(Exercise data)

PR #1808, opened 2023-05-19
Add Cantonese and Standard Chinese Translations

Pi-Cla:
I also touched Japanese because I don't think there should be spacing between words in that language.


alerque:
Nice work, and thanks for the contribution. I tweaked your commit messages (you mentioned the JA TOC title but what you actually changed was the chapter headers). I also had to update the expected output of one test to reflect that change, but no big deal. 

As for what goes in the `language/*.lua` files, that is highly variable depending on the language. Those are support files that tweak various functionality to accommodate the language. Many languages in there have hyphenation patterns. Some have other special line and frame breaking rules. Some have special numbering functions. Some tweak other settings or typesetter internals.

For Cantonese and Chinese it will take somebody with the expertise to know what *should* happen to properly typeset the languages, then we can figure how to accomplish whatever those things are. Feel free to open issues about any special handling those languages require.

alerque (approved):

(End Exercise data)

Instructions to follow:
Only the lines from the one containing "I also touched" through the last line of the material belong in your answer; output them exactly.

Answer section:
I also touched Japanese because I don't think there should be spacing between words in that language.


alerque:
Nice work, and thanks for the contribution. I tweaked your commit messages (you mentioned the JA TOC title but what you actually changed was the chapter headers). I also had to update the expected output of one test to reflect that change, but no big deal. 

As for what goes in the `language/*.lua` files, that is highly variable depending on the language. Those are support files that tweak various functionality to accommodate the language. Many languages in there have hyphenation patterns. Some have other special line and frame breaking rules. Some have special numbering functions. Some tweak other settings or typesetter internals.

For Cantonese and Chinese it will take somebody with the expertise to know what *should* happen to properly typeset the languages, then we can figure how to accomplish whatever those things are. Feel free to open issues about any special handling those languages require.

alerque (approved):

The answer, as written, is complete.